China cleared separate joint ventures proposed by J.P. Morgan Chase ($44; JPM) and Morgan Stanley ($28; MS) to underwrite stocks in the country. J.P. Morgan plans to focus on smaller initial public offerings of $150 million or less. Chinese companies raised $74 billion through IPOs in 2010, according to Bloomberg. In other news, J.P. Morgan's CEO said the bank hopes to raise its annual per-share dividend to a range of $0.75 to $1.00 from the current $0.20, though the Federal Reserve must approve the move first. J.P. Morgan is a Buy and a Long-Term Buy. Morgan Stanley is rated C (below average).


DuPont ($49; DD) said it would pay $5.8 billion in cash and assume $500 million in debt to acquire Danisco A/S, a Danish maker of enzymes used in food, detergent, and biofuel. DuPont's bid values Danisco at a 25% premium to the stock's price before the announcement. DuPont is rated A (above average).

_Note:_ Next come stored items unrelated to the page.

PR #92, opened 2020-03-02
Fxied test result showing error when not found

rspasici:
https://jira.dvsacloud.uk/browse/CVSB-12578

### DIFF
--- a/src/app/shared/delayed-retry/delayed-retry.ts
+++ b/src/app/shared/delayed-retry/delayed-retry.ts
@@ -1,12 +1,12 @@
 import { Observable, of, throwError } from 'rxjs';
 import { delay, mergeMap, retryWhen, switchMap } from 'rxjs/operators';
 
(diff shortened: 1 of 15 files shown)


src/app/shared/delayed-retry/delayed-retry.ts
```diff
@@ -1,12 +1,12 @@
 import { Observable, of, throwError } from 'rxjs';
 import { delay, mergeMap, retryWhen, switchMap } from 'rxjs/operators';
 
-const getErrorMessage = { error: `Unable to load data. Please contact the help desk or refresh the page to try again.`};
+export const getErrorMessage = { error: `Unable to load data. Please contact the help desk or refresh the page to try again.` };
```
m-ujaffer: The export is never used

m-ujaffer: ideally should be in enum if needs to be used in more than one place.

rspasici: this is a specific error only thrown by this method. removing the export

PR #107, opened 2020-03-30
feature/CVSB-10283 - CVSB-10283 work + last changes requested:

irina005:
- created test-record container
- created selector to grab the test result and test type by testTypeNumber
- changed testTypes applicable arrays to be objects containing test types names
- did changes accordingly into test specs and the other test section components

Update:
- rebased with common
- removed styles from components & used the global.css [changed the order of loading from angular.json]
- added ids for testers 
- updated the models
- improved the logic in some templates (i.e. test-record, defects) 
- fixed tests failing due to the changes


src/app/models/test.type.ts
```diff
@@ -21,4 +26,13 @@ export interface TestType {
   name: string;
   certificateLink: string;
   testResult: string;
+  testExpiryDate: Date;
```
alleypa: Type should be string. this is what Backend sends 'YYYY-MM-DD'

irina005: image

irina005: @alleypa not always

alleypa: that fine Irina, I think better to still treat it as string. The conversion will just fine

src/app/shared/libraries/accordion-item/accordion-item.component.ts
```diff
@@ -0,0 +1,22 @@
...
+@Component({
+  selector: 'vtm-accordion-item',
+  templateUrl: './accordion-item.component.html',
+  styleUrls: ['./accordion-item.component.scss'],
+  changeDetection: ChangeDetectionStrategy.OnPush
+})
+export class AccordionItemComponent implements OnInit {
+
+  @Input() title: string;
+  // @Input() hide: boolean;
```
alleypa: you can remove the commented codes and the ngOnint

src/app/shared/shared.module.ts
```diff
@@ -1,17 +1,17 @@
...
-import { FilterRecordPipe } from '@app/pipes/FilterRecordPipe';
-import { KeysPipe } from '@app/pipes/keysPipe';
-import { OrderByStatusPipe } from '@app/pipes/OrderByStatusPipe';
-import { IsPrimaryVrmPipe } from '../pipes/IsPrimaryVrmPipe';
-import { AdrReasonModalComponent } from './adr-reason-modal/adr-reason-modal.component';
-import { ErrorSummaryComponent } from './error-summary/error-summary.component';
-import { PageNotFoundComponentComponent } from './page-not-found-component/page-not-found-component.component';
-import { PendingChangesService } from './pending-changes-service/pending-changes.service';
-import { PreventLeavePageModalComponent } from './prevent-page-leave-modal/prevent-leave-page-modal.component';
+import {CommonModule} from '@angular/common';
```
alleypa: introduce prettier of well structure

src/app/test-record/defects/defects.component.spec.ts
```diff
@@ -0,0 +1,37 @@
...
+  let fixture: ComponentFixture<DefectsComponent>;
+  const testType = {} as TestType;
+  const testRecord = {} as TestResultModel;
+
+  beforeEach(async(() => {
+    TestBed.configureTestingModule({
+      imports: [ SharedModule ],
+      declarations: [ DefectsComponent ],
+      providers: [
+        TechRecordHelpersService
```
alleypa: please clean up. Only use all that is necessary

src/app/test-record/defects/defects.component.ts
```diff
@@ -0,0 +1,22 @@
...
+import {TestType} from '@app/models/test.type';
+import {TestResultModel} from '@app/models/test-result.model';
+
+@Component({
+  selector: 'vtm-defects',
+  templateUrl: './defects.component.html',
+  styleUrls: ['./defects.component.scss'],
+  changeDetection: ChangeDetectionStrategy.OnPush
+})
+export class DefectsComponent implements OnInit {
```
alleypa: you should be able to write test to mock these @Input(). Please check the ADR branch or lets talk

src/app/test-record/defects/defects.component.ts
```diff
@@ -0,0 +1,22 @@
...
+
+  @Input() testType: TestType;
```
alleypa: you should be able to write test to mock these @Input(). Please check the ADR branch or lets talk

src/app/test-record/notes/notes.component.spec.ts
```diff
@@ -0,0 +1,35 @@
...
+
+describe('NotesComponent', () => {
+  let component: NotesComponent;
+  let fixture: ComponentFixture<NotesComponent>;
+  const testType = {} as TestType;
+
+  beforeEach(async(() => {
+    TestBed.configureTestingModule({
+      imports: [ SharedModule ],
+      providers: [
```
alleypa: what are achieving with TechRecordHelpersService. Less code. Only necessary code

src/app/test-record/seatbelt-installation-check/seatbelt-installation-check.component.spec.ts
```diff
@@ -0,0 +1,35 @@
...
+describe('SeatbeltInstallationCheckComponent', () => {
+  let component: SeatbeltInstallationCheckComponent;
+  let fixture: ComponentFixture<SeatbeltInstallationCheckComponent>;
+  const testType = {} as TestType;
+
+  beforeEach(async(() => {
+    TestBed.configureTestingModule({
+      imports: [ SharedModule ],
+      providers: [
+        TechRecordHelpersService
```
alleypa: confusion with the use of TechRecordHelpersService??

src/app/test-record/defects/defects.component.ts
irina005: image

irina005: image

src/app/test-record/test-record.mapper.ts
```diff
@@ -0,0 +1,56 @@
+import { Injectable } from '@angular/core';
```
alleypa: well done

package.json
```diff
@@ -81,6 +81,7 @@
     "jest-plugin-context": "^2.9.0",
     "jest-runner-tsc": "^1.6.0",
     "jest-sonar-reporter": "^2.0.0",
+    "prettier": "2.0.2",
```
FiF0o, line 84: I am confused why we have prettier changes in this PR. I don't think the ticket is mentioning it. Also, will these formatting changes impact the existing linting (and CI)?. It might be worth adding a command or a to a hook for it. Why still using the .editorconfig ? Prettier should format the code for us before committing. I can see a max line of length of 180 whereas prettier has 98 for example.

m-ujaffer: Prettier was added recently primarily for code formatting as it is better at it than ESLint in regards to code formatting. . It was actually planned to go with the ADR changes but it is added over here as well. ADR would go into Develop first so this would end up conflicting. We can remove it from this branch and keep it with ADR.

alleypa: @JonLazariniDD having prettier in this ticket does not cause much of an issue at this stage. Yes it was added and needed as part of the huge ADR refactor ticket. The VTM app currently lacks formatting and proper code structuring. The developer added it here to start conforming to the same code layout and structure before we eventually merge ADR to develop. Hence once ADR goes to develop this wont be a problem. So I suggest we leave it for now now. With respect to .editorConfig this is a default with most Angular setup project. We are using Prettier going forward and it supersedes .editorConfig

JonLazariniDD: ok, are we sure it is not going to cause issues with SonarQube? I tried to check the log and seen that the CI env does not have the correct version of Ts installed 2.9.2 whereas the CI is looking for 3.x. which is a different issue.
```
ERROR: You are using version of TypeScript 2.9.2 which is not supported; supported versions >=3.2.1
```
I can see that sonarQube is expecting a linting report to be analysed
https://github.com/dvsa/cvs-app-vtm/blob/develop/sonar-project.properties#L18
but it seems we are never generating that so I assume the CI won't pick this up?
I don't have access to SonarQube yet to verify the generated report unfortunately.

alleypa: @JonLazariniDD you hit the nail right on the head. From my point of view and the analysis so far, we are in somewhat of a virgin island. So as much of the all the necessary good stuff and best practices can be pushed through for now. The VTM app needs a lot of TLC. With respect to typescript version - this is another deficiency with the VTM app. Ideally we should be advising for an upgrade to ng9

src/app/test-record/defects/defects.component.scss
```diff
@@ -0,0 +1,25 @@
+
+.govuk-summary-list {
+
+  .tag-custom {
+    padding: 1px 10px 1px 10px;
+    vertical-align: middle;
+  }
+
+  & .tag--black {
+    background-color: #0b0c0c !important;
```
JonLazariniDD, line 10: Is there a way we avoid this? this will make overrides impossible if we have to extend it and also it would probably nice to use a theme variable for the scss background-color, it will make it easier to maintain later.
It is probably worth thinking about a way to scale the scss and architect it.
I think atomic design pattern could be an approach maybe? Thoughts

src/app/test-record/defects/defects.component.scss
```diff
@@ -0,0 +1,25 @@
...
+    @extend .tag-custom;
+  }
+
+  & .tag--red {
+    background-color: #d4351c !important;
```
JonLazariniDD, line 15: same here for the background-color variable.

src/.prettierrc
```diff
@@ -0,0 +1,11 @@
+{
```
JonLazariniDD, line 1: Why have we got this file in the PR? It does not seem part of the ticket.

src/app/models/test.type.ts
```diff
@@ -21,4 +26,13 @@ export interface TestType {
   name: string;
   certificateLink: string;
   testResult: string;
+  testExpiryDate: string;
+  testAnniversaryDate: Date;
```
JonLazariniDD, line 30: I guess this is addressed as part of 10282 and will be a string

src/app/shared/libraries/accordion-item/accordion-item.component.html
```diff
@@ -0,0 +1,15 @@
+
+<div class="govuk-accordion__section">
+  <div class="govuk-accordion__section-header">
+    <h2 class="govuk-accordion__section-heading">
+      <span class="govuk-link govuk-!-font-size-36">{{title}}</span>
+      <span class="govuk-accordion__section-button" id="accordion-default-heading"></span>
+    </h2>
+  </div>
+  <div id="accordion-default-content" class="govuk-accordion__section-content">
```
JonLazariniDD, line 9: i assume we need an id for enabling the expand/collapse logic. This id seems quite generic, can we have a naming more unique assuming we can have multiple please? We might need to dynamically create the id if it is the case, it could be the section name for example `accordion-default-content${titleSection}` (titleSection will be the unique name/section of the form)

package.json
irina005: Closing it because is outdated

src/.prettierrc
irina005: It is in due to develop rebasing after ADR merge.

irina005:
Closing this PR in order to point it to common branch.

CVS Caremark ($35; CVS) raised its quarterly dividend 43% to $0.125 per share, payable Feb. 2. CVS Caremark is rated B (average).

All sales final as retailers close out 2011

December same-store sales rose 3.1% for an index of 28 retailers tracked by Thomson Reuters, missing the consensus estimate of 3.4%. The International Council of Shopping Centers estimates that retail sales advanced 3.8% for the Christmas period, which combines November and December — the strongest growth since 2006.

Shares of Ross Stores ($64; ROST) jumped after the discounter reported a 4% gain in December same-store sales, on top of 12% growth in the same period last year. Wall Street had projected a 0.5% decline. For the January quarter, Ross expects per-share profits of $1.32 to $1.34, well above the $1.22 consensus, implying growth of 14% to 16%. Ross is a Focus List Buy and a Long-Term Buy.